For the records below, tally every line that has the word "Easing" and reply with the number alone.

[[ DATA FOR PROCESSING, beginning ]]

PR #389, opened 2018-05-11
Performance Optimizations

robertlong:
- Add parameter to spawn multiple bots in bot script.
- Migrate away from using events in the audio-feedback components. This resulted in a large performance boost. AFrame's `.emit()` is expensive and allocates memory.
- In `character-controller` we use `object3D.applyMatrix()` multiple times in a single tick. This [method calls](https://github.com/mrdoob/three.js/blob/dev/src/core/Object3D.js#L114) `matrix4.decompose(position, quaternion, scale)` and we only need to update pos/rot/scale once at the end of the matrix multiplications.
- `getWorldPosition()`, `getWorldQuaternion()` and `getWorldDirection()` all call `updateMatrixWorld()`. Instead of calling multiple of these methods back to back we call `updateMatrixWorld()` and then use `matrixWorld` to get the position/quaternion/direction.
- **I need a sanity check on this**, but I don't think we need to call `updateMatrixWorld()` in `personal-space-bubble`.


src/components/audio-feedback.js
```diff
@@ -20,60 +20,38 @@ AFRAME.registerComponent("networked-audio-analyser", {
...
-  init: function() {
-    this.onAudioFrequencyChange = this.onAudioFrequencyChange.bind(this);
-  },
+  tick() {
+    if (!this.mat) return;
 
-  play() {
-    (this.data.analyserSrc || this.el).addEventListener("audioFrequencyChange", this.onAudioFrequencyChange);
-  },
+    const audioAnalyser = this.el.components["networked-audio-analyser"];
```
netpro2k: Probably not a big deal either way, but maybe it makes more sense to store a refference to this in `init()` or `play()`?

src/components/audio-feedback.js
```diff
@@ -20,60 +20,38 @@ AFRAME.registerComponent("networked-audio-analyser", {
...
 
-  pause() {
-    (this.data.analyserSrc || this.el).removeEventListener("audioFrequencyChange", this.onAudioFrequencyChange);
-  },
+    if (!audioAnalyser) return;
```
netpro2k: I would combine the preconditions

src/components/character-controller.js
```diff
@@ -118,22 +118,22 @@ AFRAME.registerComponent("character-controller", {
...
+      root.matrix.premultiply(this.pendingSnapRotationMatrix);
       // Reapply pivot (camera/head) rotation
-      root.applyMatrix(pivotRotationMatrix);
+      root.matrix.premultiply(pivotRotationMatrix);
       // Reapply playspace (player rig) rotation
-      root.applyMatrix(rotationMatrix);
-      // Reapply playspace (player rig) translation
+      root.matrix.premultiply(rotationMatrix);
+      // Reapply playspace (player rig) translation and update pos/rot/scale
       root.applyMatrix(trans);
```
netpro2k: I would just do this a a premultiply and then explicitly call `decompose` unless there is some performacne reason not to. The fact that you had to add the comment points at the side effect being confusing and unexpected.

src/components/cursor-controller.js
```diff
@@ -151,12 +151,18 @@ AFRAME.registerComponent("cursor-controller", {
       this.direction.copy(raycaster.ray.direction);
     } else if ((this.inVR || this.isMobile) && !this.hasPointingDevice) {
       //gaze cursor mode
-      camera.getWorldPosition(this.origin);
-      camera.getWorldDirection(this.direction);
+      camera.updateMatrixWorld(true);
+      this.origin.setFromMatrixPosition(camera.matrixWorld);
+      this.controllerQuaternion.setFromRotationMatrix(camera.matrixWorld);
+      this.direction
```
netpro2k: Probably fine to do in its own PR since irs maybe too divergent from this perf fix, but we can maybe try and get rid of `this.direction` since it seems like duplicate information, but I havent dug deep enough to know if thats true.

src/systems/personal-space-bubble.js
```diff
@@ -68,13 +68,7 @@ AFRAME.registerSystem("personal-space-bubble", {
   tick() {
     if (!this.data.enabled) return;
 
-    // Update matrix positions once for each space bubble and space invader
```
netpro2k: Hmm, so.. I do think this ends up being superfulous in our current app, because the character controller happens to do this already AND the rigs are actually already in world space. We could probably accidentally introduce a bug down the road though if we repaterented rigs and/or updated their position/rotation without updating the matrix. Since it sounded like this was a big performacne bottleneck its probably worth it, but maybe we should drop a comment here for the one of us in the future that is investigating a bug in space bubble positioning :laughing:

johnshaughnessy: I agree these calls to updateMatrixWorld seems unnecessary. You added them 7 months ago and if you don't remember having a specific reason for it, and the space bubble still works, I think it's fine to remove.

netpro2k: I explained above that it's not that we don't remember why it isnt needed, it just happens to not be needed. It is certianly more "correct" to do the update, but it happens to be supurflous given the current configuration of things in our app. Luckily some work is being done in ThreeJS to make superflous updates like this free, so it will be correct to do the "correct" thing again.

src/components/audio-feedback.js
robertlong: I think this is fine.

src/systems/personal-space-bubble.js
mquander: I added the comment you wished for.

[[ DATA FOR PROCESSING, end ]]
[[ DATA FOR PROCESSING, beginning ]]

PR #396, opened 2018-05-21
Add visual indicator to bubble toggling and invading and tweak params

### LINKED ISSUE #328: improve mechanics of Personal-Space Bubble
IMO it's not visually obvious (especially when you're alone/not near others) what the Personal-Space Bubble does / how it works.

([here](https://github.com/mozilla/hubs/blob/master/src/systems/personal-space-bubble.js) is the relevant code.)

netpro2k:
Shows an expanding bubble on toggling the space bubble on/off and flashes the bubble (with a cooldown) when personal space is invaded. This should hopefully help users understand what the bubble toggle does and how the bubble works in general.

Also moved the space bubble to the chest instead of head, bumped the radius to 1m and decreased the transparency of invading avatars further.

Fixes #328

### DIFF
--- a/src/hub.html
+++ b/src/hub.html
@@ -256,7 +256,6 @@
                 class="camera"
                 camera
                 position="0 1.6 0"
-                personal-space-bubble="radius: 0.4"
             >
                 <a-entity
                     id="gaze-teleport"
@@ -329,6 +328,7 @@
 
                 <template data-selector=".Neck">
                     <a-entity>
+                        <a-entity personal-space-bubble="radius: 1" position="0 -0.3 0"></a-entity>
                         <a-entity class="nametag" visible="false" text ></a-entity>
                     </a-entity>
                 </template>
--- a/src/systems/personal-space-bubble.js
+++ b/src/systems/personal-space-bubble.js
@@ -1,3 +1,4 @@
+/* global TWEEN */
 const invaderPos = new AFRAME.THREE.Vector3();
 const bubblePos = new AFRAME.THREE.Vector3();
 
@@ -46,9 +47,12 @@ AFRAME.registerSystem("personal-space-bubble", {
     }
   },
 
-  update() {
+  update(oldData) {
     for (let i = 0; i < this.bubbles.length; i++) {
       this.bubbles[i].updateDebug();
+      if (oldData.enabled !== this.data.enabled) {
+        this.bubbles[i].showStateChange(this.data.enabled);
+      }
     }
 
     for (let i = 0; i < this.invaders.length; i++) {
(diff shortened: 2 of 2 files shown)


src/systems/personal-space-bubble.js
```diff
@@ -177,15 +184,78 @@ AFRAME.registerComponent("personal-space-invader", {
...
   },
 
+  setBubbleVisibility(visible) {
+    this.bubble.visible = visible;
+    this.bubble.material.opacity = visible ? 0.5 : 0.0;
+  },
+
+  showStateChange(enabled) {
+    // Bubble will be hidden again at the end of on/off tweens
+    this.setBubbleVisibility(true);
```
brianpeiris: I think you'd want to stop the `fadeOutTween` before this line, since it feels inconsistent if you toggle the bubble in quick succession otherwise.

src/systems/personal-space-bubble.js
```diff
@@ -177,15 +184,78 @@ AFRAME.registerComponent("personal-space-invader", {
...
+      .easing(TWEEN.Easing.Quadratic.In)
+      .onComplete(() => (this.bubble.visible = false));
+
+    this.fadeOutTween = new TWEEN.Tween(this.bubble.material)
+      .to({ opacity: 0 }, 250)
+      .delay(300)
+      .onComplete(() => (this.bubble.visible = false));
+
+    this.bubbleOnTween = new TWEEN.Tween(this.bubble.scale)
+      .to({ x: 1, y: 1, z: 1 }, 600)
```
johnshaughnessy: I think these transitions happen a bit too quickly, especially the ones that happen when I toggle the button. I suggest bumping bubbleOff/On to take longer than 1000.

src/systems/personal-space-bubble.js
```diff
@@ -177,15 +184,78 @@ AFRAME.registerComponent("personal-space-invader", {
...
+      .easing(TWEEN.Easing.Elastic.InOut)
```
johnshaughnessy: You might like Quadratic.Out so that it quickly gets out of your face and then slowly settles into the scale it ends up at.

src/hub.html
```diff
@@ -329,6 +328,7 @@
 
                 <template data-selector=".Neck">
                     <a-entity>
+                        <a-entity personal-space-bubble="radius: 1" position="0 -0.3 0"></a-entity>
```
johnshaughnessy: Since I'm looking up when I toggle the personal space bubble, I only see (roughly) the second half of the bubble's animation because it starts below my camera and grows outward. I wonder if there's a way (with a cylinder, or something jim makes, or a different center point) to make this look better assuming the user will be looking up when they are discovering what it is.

[[ DATA FOR PROCESSING, end ]]

COMPLETED TASK: 2